EXERCISE GOAL » Only these lines are needed: the first line of the entries below through the line with "This is actually", each returned exactly.

WORKING DATA »
PR #451, opened 2021-02-16
Set the NuGet label for the xcode/12.5 branch

premun:


mandel-macaque (approved):
Approving as a temp fix. The name should be chosen from from the branch name using an azdo var (already discussed)

Issue #383, opened 2020-11-27
Create a "default" or "common" instrumentation base


mattleibow:
When I am creating my Android apps, I have to implement an `Instrumentation` class. This is fine and works very well, however, I can't help but feel that this is somewhat "boilerplate". And I am sure I am doing it wrong.

For example, this is my edition: https://github.com/xamarin/Essentials/blob/cc08b9608999f40db02501cd27f3c7086e60eba7/DeviceTests/DeviceTests.Android/TestInstrumentation.cs

Or an older version: https://github.com/Azure/azure-mobile-apps-net-client/pull/559/files#diff-57ff0bad3452e9223031b3cdbbe553100132531c82f20d59534afe8246c0e97d

It works, but I am not doing the parsing of arguments for which test methods to run or properly set the `return-code`.

Maybe there should be some additional NuGet that adds the default logic for all of this and then have points to override various properties.

mattleibow:
This is actually a good thing for most because the bit for parsing the CLI arguments to do the filter and excludes is a non-trivial task. Doing this once in a library will be useful.

mattleibow:
I have another for reference that is more up-to-date: https://github.com/xamarin/Essentials/blob/main/DeviceTests/DeviceTests.Android/TestInstrumentation.cs

mattleibow:
Also, might be worth adding logic to automatically return the results file as I assume that is what most people actually want from this. Or at least have a way to easily get them without having to do it manually.

greenEkatherine:
I discussed my change with the team today and it seems that it cannot be merged in current state. The crucial point is that for default Instrumentation the dependency to `Instrumentation` and `Bundle` should be set which means dependency to Xamarin in either way. Taking this into account it doesn't look like XHarness is a good place for such base Instrumentation library since it's not generic and add extra dependency that we decided to avoid.

The solution that comes to my mind is splitting this change. Instrumentation base class' part is going to be created in Xamarin but the XHarness library will provide `TestEntryPoint` and dealing with test results path, test filtering etc. @mattleibow does it sound good for you?

@tkapin @premun please feel free to add your thoughts if I miss anything

mattleibow:
Sounds good. We can create a Xamarin + XHarness package and just do what you did in the PR.

I was playing around and I think we can do stuff. However, it will be nice to be able to put this code in this repo. It is just an `net6-android;net6-ios` project. and since this is a new package, we do not actually affect the dependency for the rest of the packages.

[...]

Issue #446, opened 2021-02-14
Add an option to return an error code if the tests failed


mattleibow:
I have to add custom code to detect any failed tests in the results so I can fail the build.

If there was a command line arg to basically use the test failure to also mean the command failed. This can wait until everything is cleaned up, but should still return a non 0 exit code if my tests failed.

mattleibow:
Maybe this is a "bug" since iOS actually fails on test failures...

premun:
As far as I know, XHarness exits with `1` if tests fail (at least on iOS):
https://github.com/dotnet/xharness/blob/66b9a52dfea930ff2cfb588e5f2636932a1f6868/src/Microsoft.DotNet.XHarness.Common/CLI/ExitCode.cs#L21

Or is this about Android only?

mattleibow:
This is Android only.

premun:
I see that the way it is currently handled in `dotnet/runtime` is that the wrapper itself returns 1 when it detects a failed test in the `TestRunner`:
https://github.com/dotnet/runtime/blob/372248b9b4e3e7c08e0c0aa53d4a94f826fe273b/src/libraries/Common/tests/AndroidTestRunner/AndroidTestRunner.cs#L34-L38

In XHarness we currently do this:
- **iOS** - we cannot reliable detect exit code and we understand the contents of `testResults.xml` enough to tell and then exit with 1
- **Android** - we can detect exit code of the Android run easily and just return that. However, we don't even open `testResults.xml` and we don't try to guess from that.

**Question 1**: Is it a lot of trouble for you to do what runtime does?
**Question 2**: Should we unify this across XHarness and have Android analyze test results? (prolongs run time, is more complicated)

mattleibow:
That runner appears to be a console app? Is it not possible for xharness to look at the exit cote returned by the bundle and determine a fail?

```

      
      
info: Found XML result file: '/storage/emulated/0/Documents/TestResults.xml'(key: test-results-path)
info: Attempting to pull contents of /storage/emulated/0/Documents/TestResults.xml to /Users/runner/work/1/s/output/testlogs/SkiaSharp.Android.Tests
[...]

Issue #431, opened 2021-01-26
Refactor arguments classes help info and common parts


greenEkatherine:
Recently several new classes for arguments were introduced for iOS and Android. Now some of them have duplicated parts that could be reused by adding base classes. https://github.com/dotnet/xharness/pull/429#discussion_r564446570

Also there are different parameters for iOS and Android commands that are showing in help info all together:

```XHarness command issued: help android test
usage: android test --output-directory=... --package-name=... --app=... [OPTIONS]
<...>
Arguments:


      --app, -a=VALUE        Path to already-packaged app
      --output-directory, -o=VALUE
                             Directory in which the resulting package will be
                               outputted
      --targets, -t=VALUE    Comma-delimited list of targets to test for
      --timeout=VALUE        TimeSpan or number of seconds to wait for
                               instrumentation to complete
      --method, -m=VALUE     Method to be ran in the test application. When
                               this parameter is used only the tests that have
                               been provided by the '--method' and '--class'
                               arguments will be ran. All other test will be
                               ignored. Can be used more than once.
      --class, -c=VALUE      Test class to be ran in the test application. When
                               this parameter is used only the tests that have
                               been provided by the '--method' and '--class'
                               arguments will be ran. All other test will be
                               ignored. Can be used more than once.
<...>

premun:
I have two things to add to this:
- I am more and more sure this can only be achieved using [C# 8.0 default interface implementations](https://devblogs.microsoft.com/dotnet/default-implementations-in-interfaces/)
- I think we should first have unit tests for the CLI so that we don't break passing any arguments. Then it will be safe to do this

PR #454, opened 2021-02-16
Add base entry point class for android tests

greenEkatherine:
Addressed #383 

With this approach test result file could be retrieved only on devices with API <=29

In scope of #385 I will add ability to pass test result file for API 30 as well


src/Microsoft.DotNet.XHarness.InstrumentationBase.Xunit/AndroidInstrumentationBase.cs
```diff
@@ -0,0 +1,198 @@
...
+            {
+                var message =
+                    $"Tests run: {results.ExecutedTests} " +
+                    $"Passed: {results.PassedTests} " +
+                    $"Inconclusive: {results.InconclusiveTests} " +
+                    $"Failed: {results.FailedTests} " +
+                    $"Ignored: {results.SkippedTests}";
+                bundle.PutString(SummaryMessageArgumentName, message);
+                
+                bundle.PutLong(ExitCodeArgumentName, results.FailedTests == 0 ? 0 : 1);
```
premun, line 86: I guess this sort of deals with #446? Does this mean the app will exit with `1`?
And if yes, can we reference the `ExitCode` enum and use the number from there (`TestsFailed` or how is it called)?

src/Microsoft.DotNet.XHarness.InstrumentationBase.Xunit/AndroidInstrumentationBase.cs
```diff
@@ -0,0 +1,198 @@
...
+            foreach (var key in arguments.KeySet())
+            {
+                string value = arguments.GetString(key);
+                if (!string.IsNullOrEmpty(value))
+                {
+                    bundleArguments.Add(key, value);
+                }
+            }
+
+            if (bundleArguments.ContainsKey(ResultsFileArgumentName) == false)
```
premun, line 61: This `== false` seems fishy

src/Microsoft.DotNet.XHarness.InstrumentationBase.Xunit/AndroidInstrumentationBase.cs
```diff
@@ -0,0 +1,198 @@
...
+            }
+        }
+
+        public override void OnCreate(Bundle arguments)
+        {
+            base.OnCreate(arguments);
+
+            foreach (var key in arguments.KeySet())
+            {
+                string value = arguments.GetString(key);
```
premun, line 54: Not sure where this class comes from but is there also something like `GetObject` so that we don't lose type information or it has `GetString` only?

src/Microsoft.DotNet.XHarness.InstrumentationBase.Xunit/AndroidInstrumentationBase.cs
```diff
@@ -0,0 +1,198 @@
...
+                if (!string.IsNullOrEmpty(value))
+                {
+                    bundleArguments.Add(key, value);
+                }
+            }
+
+            if (bundleArguments.ContainsKey(ResultsFileArgumentName) == false)
+            {
+                bundleArguments.Add(ResultsFileArgumentName, "TestResults.xml");
```
premun, line 63: I think we use `testResults.xml` in other places. Can you please check for the `T` or `t`?

src/Microsoft.DotNet.XHarness.InstrumentationBase.Xunit/AndroidInstrumentationBase.cs
```diff
@@ -0,0 +1,198 @@
...
+            entryPoint.Tests = Tests;
+
+            await entryPoint.RunAsync();
+
+            if (File.Exists(entryPoint.TestsResultsFinalPath))
+            {
+                bundle.PutString(ResultsPathArgumentName, entryPoint.TestsResultsFinalPath);
+            }
+            
+            if (bundle.GetLong(ExitCodeArgumentName, -1) == -1)
```
premun, line 98: I think we had `ExitCode` for `ExitCodeNotSet`. Is this `1` expected by the Android API or it's up to us?

src/Microsoft.DotNet.XHarness.InstrumentationBase.Xunit/AndroidInstrumentationBase.cs
```diff
@@ -0,0 +1,198 @@
...
+                    yield return new TestAssemblyInfo(Assembly.LoadFrom(file), file);
+                }
+            }
+            protected override void TerminateWithSuccess()
+            {
+            }
+
+            protected override TestRunner GetTestRunner(LogWriter logWriter)
+            {
+                var testRunner = base.GetTestRunner(logWriter);
```
premun, line 161: Please compare with the `iOSApplicationEntryPoint`. When we were ignoring some methods, we would also flip some flag saying "do not execute all tests". Not sure we should do the same here

src/Microsoft.DotNet.XHarness.InstrumentationBase.Xunit/AndroidInstrumentationBase.cs
```diff
@@ -0,0 +1,198 @@
...
+            protected override int? MaxParallelThreads => System.Environment.ProcessorCount;
+
+            protected override IDevice Device => null;
+
+            public IEnumerable<string> Tests { get; internal set; }
+
+            protected override IEnumerable<TestAssemblyInfo> GetTestAssemblies()
+            {
+                //yield return new TestAssemblyInfo(Assembly.GetExecutingAssembly(), Assembly.GetExecutingAssembly().Location);
+                //yield return new TestAssemblyInfo(typeof(Battery_Tests).Assembly, typeof(Battery_Tests).Assembly.Location);
```
premun, line 149: Forgotten code?

src/Microsoft.DotNet.XHarness.InstrumentationBase.Xunit/AndroidInstrumentationBase.cs
```diff
@@ -0,0 +1,198 @@
...
+            {
+                bundle.PutLong(ExitCodeArgumentName, 1);
+            }
+
+            Finish(Result.Ok, bundle);
+        }
+
+        class TestsEntryPoint : AndroidApplicationEntryPoint
+        {
+            readonly string resultsPath;
```
premun, line 108: nit: I think this project requires visibility keywords explicitly and private fields to begin with `_`. The settings in `.editorconfig` and VS should hint you

src/Microsoft.DotNet.XHarness.InstrumentationBase.Xunit/AndroidInstrumentationBase.cs
```diff
@@ -0,0 +1,198 @@
...
+                var root = Application.Context.GetExternalFilesDir(null)?.AbsolutePath;
+
+                var docsDir = Path.Combine(root, "Documents");
+
+                if (!Directory.Exists(docsDir))
+                {
+                    Directory.CreateDirectory(docsDir);
+                }
+
+                resultsPath = Path.Combine(docsDir, arguments[ResultsFileArgumentName]);
```
premun, line 126: Does this mean all of the different bundles will keep overwriting the same testResults file?

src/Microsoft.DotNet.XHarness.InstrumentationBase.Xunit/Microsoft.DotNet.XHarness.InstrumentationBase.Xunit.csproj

ANSWER FOR THE TASK »
PR #451, opened 2021-02-16
Set the NuGet label for the xcode/12.5 branch

premun:


mandel-macaque (approved):
Approving as a temp fix. The name should be chosen from from the branch name using an azdo var (already discussed)

Issue #383, opened 2020-11-27
Create a "default" or "common" instrumentation base


mattleibow:
When I am creating my Android apps, I have to implement an `Instrumentation` class. This is fine and works very well, however, I can't help but feel that this is somewhat "boilerplate". And I am sure I am doing it wrong.

For example, this is my edition: https://github.com/xamarin/Essentials/blob/cc08b9608999f40db02501cd27f3c7086e60eba7/DeviceTests/DeviceTests.Android/TestInstrumentation.cs

Or an older version: https://github.com/Azure/azure-mobile-apps-net-client/pull/559/files#diff-57ff0bad3452e9223031b3cdbbe553100132531c82f20d59534afe8246c0e97d

It works, but I am not doing the parsing of arguments for which test methods to run or properly set the `return-code`.

Maybe there should be some additional NuGet that adds the default logic for all of this and then have points to override various properties.

mattleibow:
This is actually a good thing for most because the bit for parsing the CLI arguments to do the filter and excludes is a non-trivial task. Doing this once in a library will be useful.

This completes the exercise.